PR #132, opened 2020-09-18
Type function metadata

lushoBarlett:


lushoBarlett:
I didn't forget, it's because I wanted to keep the diff short. Plus I wanted to go to sleep

lushoBarlett:
> Don't you think a hashtable from string to monotype would be more appropiate?

I do. This is just my way to get your feedback on stuff. I didn't have a clear idea of what needed to be done for this at all actually, so I just came up with something and made it into a draft. Now that you mention it, this is actually a nice idea, because name duplication would have resolved by now.

lushoBarlett:
It didn't fail on my machine. So it must have automatically included the string library. Huh.

SebastianMestre:
> ... Plus I wanted to go to sleep

very reasonable

src/typesystem.hpp
```diff
@@ -30,10 +26,10 @@ struct TypeFunctionData {
 
 // Concrete type function. If it's a built-in, we use argument_count
 // to tell how many arguments it takes. Else, for sum, product and record,
-// we store their structure.
+// we store their structure as a .
 struct TypeFunction {
 	int argument_count; // -1 means variadic
-	TypedAST::TypedAST* structure; // can be nullptr
+	std::unordered_map<std::string, MonoId> structure; // can be nullptr
 };
```
SebastianMestre, line 34: we will need a few more of these later, but this looks good for now

SebastianMestre:
I'm done with ioi now :)

adding a 'dummy' flag is probably a good idea

src/typesystem.cpp
```diff
@@ -37,7 +37,14 @@ MonoId TypeSystemCore::new_var() {
 
 MonoId TypeSystemCore::new_term(
     TypeFunctionId type_function, std::vector<int> args, char const* tag) {
-	int argument_count = type_function_data[type_function].argument_count;
+	TypeFunctionId tf_id = func_find(type_function);
+	TypeFunctionData& tf_data = type_function_data[tf_id];
+
+	// TODO: fail on dummy type function?
+	if (tf_data.type == TypeFunctionTag::Var)
+		assert(0 && "instantiating type function that could not be deduced");
```
SebastianMestre, line 45: Oh I hadn't noticed but, this check is wrong.

We should be able to create a term with a typefunc that isnt known. We just need to go back at the end and verify that we do eventually learn what it is.

SebastianMestre: Of course, in those cases we can't check that the argument is right. That also has to be done after type checking.

src/typesystem.hpp
```diff
@@ -30,9 +30,12 @@ struct TypeFunctionData {
 //
 // Dummy type functions are for unifying purposes only, but do not count
 // as 'deduced', because they were not created by the user
+
+using TypeFunctionStructure = std::unordered_map<std::string, MonoId>;
```
SebastianMestre, line 34: Hold off on the typedefs. They make code less readable

src/typesystem.hpp
```diff
@@ -36,7 +36,7 @@ using TypeFunctionStructure = std::unordered_map<std::string, MonoId>;
 struct TypeFunction {
 	int argument_count; // -1 means variadic
 	TypeFunctionStructure structure; // can be nullptr
-	bool is_dummy;
+	bool is_dummy = false;
```
SebastianMestre, line 39: We should really use brace notation for default values. It's just more idiomatic

 ```c++
bool is_dummy { false };
```

SebastianMestre (changes requested):

src/typesystem.cpp
SebastianMestre: The same thing goes for dummies. It should be possible to instanciate one, but we should make sure that it eventually gets resolved.

src/typesystem.hpp
SebastianMestre: This is not always the case, but when there is a different name for every possible instanciation of `std::unordered_map` and `std::vector`, it hinders more than it helps

SebastianMestre (approved):
I think we already discussed these points more than once, but, this is not what I had in mind

 - builtins, structs/unions, and tuples have different data, so they should be in separate arrays
 - also, when we are given a typefunc variable, or a dummy, we don't know what the argument count should be, so we shouldn't check it 

You don't seem to wanna do it that way, so I'll just approve this, and do it later.

lushoBarlett:
It's not that I don't wanna do it that way. I don't remember much of what we discussed about the implementation of this. The type system side is still new to me so it's natural than I don't wanna add many new elements at once.

With that said please tell me if you don't like something (or you'd rather it be done differently) I appreciate the guidance. Also if you think a pr should be closed, that's fine as well.

I'll merge it, since you approved it, and then you can adapt the parts that don't work.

_ _ _ _

In the answer, the lines from the first line of the data above through the line containing "It didn't fail" must appear exactly as written, with nothing else.

PR #132, opened 2020-09-18
Type function metadata

lushoBarlett:


lushoBarlett:
I didn't forget, it's because I wanted to keep the diff short. Plus I wanted to go to sleep

lushoBarlett:
> Don't you think a hashtable from string to monotype would be more appropiate?

I do. This is just my way to get your feedback on stuff. I didn't have a clear idea of what needed to be done for this at all actually, so I just came up with something and made it into a draft. Now that you mention it, this is actually a nice idea, because name duplication would have resolved by now.

lushoBarlett:
It didn't fail on my machine. So it must have automatically included the string library. Huh.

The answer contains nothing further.